------ DATA FOR THIS EXERCISE

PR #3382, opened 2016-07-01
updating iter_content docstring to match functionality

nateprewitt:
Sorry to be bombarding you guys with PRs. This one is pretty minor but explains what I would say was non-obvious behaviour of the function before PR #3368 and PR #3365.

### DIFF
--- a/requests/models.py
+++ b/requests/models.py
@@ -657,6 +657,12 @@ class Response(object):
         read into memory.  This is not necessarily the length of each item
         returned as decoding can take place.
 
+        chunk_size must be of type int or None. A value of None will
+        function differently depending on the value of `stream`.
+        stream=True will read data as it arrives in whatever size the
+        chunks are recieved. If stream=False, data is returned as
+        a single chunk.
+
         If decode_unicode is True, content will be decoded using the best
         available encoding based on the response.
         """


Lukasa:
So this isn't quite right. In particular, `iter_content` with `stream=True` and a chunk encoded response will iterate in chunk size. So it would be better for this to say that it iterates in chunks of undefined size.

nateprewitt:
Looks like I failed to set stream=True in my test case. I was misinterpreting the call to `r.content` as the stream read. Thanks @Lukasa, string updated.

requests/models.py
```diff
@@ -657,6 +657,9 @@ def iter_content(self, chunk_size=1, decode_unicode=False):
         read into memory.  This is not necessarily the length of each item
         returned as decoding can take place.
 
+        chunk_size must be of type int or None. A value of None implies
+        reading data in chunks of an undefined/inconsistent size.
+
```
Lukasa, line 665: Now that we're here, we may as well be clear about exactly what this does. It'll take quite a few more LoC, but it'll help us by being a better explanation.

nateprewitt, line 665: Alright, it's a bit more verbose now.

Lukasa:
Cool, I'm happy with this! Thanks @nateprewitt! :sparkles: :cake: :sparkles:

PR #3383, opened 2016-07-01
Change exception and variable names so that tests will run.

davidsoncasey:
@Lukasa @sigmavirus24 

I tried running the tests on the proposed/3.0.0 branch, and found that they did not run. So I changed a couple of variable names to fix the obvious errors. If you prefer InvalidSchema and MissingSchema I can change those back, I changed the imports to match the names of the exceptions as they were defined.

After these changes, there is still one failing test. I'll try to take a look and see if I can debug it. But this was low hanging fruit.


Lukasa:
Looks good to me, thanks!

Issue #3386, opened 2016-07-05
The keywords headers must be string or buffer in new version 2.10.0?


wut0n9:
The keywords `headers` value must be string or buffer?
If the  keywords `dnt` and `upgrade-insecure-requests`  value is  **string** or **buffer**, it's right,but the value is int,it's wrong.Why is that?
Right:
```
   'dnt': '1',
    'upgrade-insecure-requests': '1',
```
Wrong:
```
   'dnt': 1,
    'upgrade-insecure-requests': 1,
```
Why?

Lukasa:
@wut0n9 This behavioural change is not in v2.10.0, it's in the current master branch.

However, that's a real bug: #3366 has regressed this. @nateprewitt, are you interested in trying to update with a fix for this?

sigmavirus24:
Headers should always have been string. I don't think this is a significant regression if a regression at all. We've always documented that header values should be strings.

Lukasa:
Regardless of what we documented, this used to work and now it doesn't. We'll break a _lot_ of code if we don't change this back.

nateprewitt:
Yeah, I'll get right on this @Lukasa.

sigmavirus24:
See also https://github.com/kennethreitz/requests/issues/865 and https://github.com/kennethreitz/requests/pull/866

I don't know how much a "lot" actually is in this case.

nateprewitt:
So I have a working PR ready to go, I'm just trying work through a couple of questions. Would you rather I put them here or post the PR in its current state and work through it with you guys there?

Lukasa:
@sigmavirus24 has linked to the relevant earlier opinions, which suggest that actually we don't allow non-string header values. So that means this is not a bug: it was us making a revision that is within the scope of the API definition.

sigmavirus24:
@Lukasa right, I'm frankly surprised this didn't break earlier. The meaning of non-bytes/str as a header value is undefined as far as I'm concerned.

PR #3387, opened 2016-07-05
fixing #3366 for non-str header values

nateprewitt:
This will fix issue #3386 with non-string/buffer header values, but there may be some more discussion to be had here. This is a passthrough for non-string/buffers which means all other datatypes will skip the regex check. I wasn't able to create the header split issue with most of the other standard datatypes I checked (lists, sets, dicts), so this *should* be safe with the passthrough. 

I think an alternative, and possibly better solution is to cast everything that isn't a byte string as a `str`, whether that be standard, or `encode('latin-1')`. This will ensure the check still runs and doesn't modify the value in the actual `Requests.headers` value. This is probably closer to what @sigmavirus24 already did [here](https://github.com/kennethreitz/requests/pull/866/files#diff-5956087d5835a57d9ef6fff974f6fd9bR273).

------------

### INSTRUCTIONS FOR THE TASK
Restate the records above word for word, omitting nothing.

### OUTPUT FOR THIS EXERCISE
PR #3382, opened 2016-07-01
updating iter_content docstring to match functionality

nateprewitt:
Sorry to be bombarding you guys with PRs. This one is pretty minor but explains what I would say was non-obvious behaviour of the function before PR #3368 and PR #3365.

### DIFF
--- a/requests/models.py
+++ b/requests/models.py
@@ -657,6 +657,12 @@ class Response(object):
         read into memory.  This is not necessarily the length of each item
         returned as decoding can take place.
 
+        chunk_size must be of type int or None. A value of None will
+        function differently depending on the value of `stream`.
+        stream=True will read data as it arrives in whatever size the
+        chunks are recieved. If stream=False, data is returned as
+        a single chunk.
+
         If decode_unicode is True, content will be decoded using the best
         available encoding based on the response.
         """


Lukasa:
So this isn't quite right. In particular, `iter_content` with `stream=True` and a chunk encoded response will iterate in chunk size. So it would be better for this to say that it iterates in chunks of undefined size.

nateprewitt:
Looks like I failed to set stream=True in my test case. I was misinterpreting the call to `r.content` as the stream read. Thanks @Lukasa, string updated.

requests/models.py
```diff
@@ -657,6 +657,9 @@ def iter_content(self, chunk_size=1, decode_unicode=False):
         read into memory.  This is not necessarily the length of each item
         returned as decoding can take place.
 
+        chunk_size must be of type int or None. A value of None implies
+        reading data in chunks of an undefined/inconsistent size.
+
```
Lukasa, line 665: Now that we're here, we may as well be clear about exactly what this does. It'll take quite a few more LoC, but it'll help us by being a better explanation.

nateprewitt, line 665: Alright, it's a bit more verbose now.

Lukasa:
Cool, I'm happy with this! Thanks @nateprewitt! :sparkles: :cake: :sparkles:

PR #3383, opened 2016-07-01
Change exception and variable names so that tests will run.

davidsoncasey:
@Lukasa @sigmavirus24 

I tried running the tests on the proposed/3.0.0 branch, and found that they did not run. So I changed a couple of variable names to fix the obvious errors. If you prefer InvalidSchema and MissingSchema I can change those back, I changed the imports to match the names of the exceptions as they were defined.

After these changes, there is still one failing test. I'll try to take a look and see if I can debug it. But this was low hanging fruit.


Lukasa:
Looks good to me, thanks!

Issue #3386, opened 2016-07-05
The keywords headers must be string or buffer in new version 2.10.0?


wut0n9:
The keywords `headers` value must be string or buffer?
If the  keywords `dnt` and `upgrade-insecure-requests`  value is  **string** or **buffer**, it's right,but the value is int,it's wrong.Why is that?
Right:
```
   'dnt': '1',
    'upgrade-insecure-requests': '1',
```
Wrong:
```
   'dnt': 1,
    'upgrade-insecure-requests': 1,
```
Why?

Lukasa:
@wut0n9 This behavioural change is not in v2.10.0, it's in the current master branch.

However, that's a real bug: #3366 has regressed this. @nateprewitt, are you interested in trying to update with a fix for this?

sigmavirus24:
Headers should always have been string. I don't think this is a significant regression if a regression at all. We've always documented that header values should be strings.

Lukasa:
Regardless of what we documented, this used to work and now it doesn't. We'll break a _lot_ of code if we don't change this back.

nateprewitt:
Yeah, I'll get right on this @Lukasa.

sigmavirus24:
See also https://github.com/kennethreitz/requests/issues/865 and https://github.com/kennethreitz/requests/pull/866

I don't know how much a "lot" actually is in this case.

nateprewitt:
So I have a working PR ready to go, I'm just trying work through a couple of questions. Would you rather I put them here or post the PR in its current state and work through it with you guys there?

Lukasa:
@sigmavirus24 has linked to the relevant earlier opinions, which suggest that actually we don't allow non-string header values. So that means this is not a bug: it was us making a revision that is within the scope of the API definition.

sigmavirus24:
@Lukasa right, I'm frankly surprised this didn't break earlier. The meaning of non-bytes/str as a header value is undefined as far as I'm concerned.

PR #3387, opened 2016-07-05
fixing #3366 for non-str header values

nateprewitt:
This will fix issue #3386 with non-string/buffer header values, but there may be some more discussion to be had here. This is a passthrough for non-string/buffers which means all other datatypes will skip the regex check. I wasn't able to create the header split issue with most of the other standard datatypes I checked (lists, sets, dicts), so this *should* be safe with the passthrough. 

I think an alternative, and possibly better solution is to cast everything that isn't a byte string as a `str`, whether that be standard, or `encode('latin-1')`. This will ensure the check still runs and doesn't modify the value in the actual `Requests.headers` value. This is probably closer to what @sigmavirus24 already did [here](https://github.com/kennethreitz/requests/pull/866/files#diff-5956087d5835a57d9ef6fff974f6fd9bR273).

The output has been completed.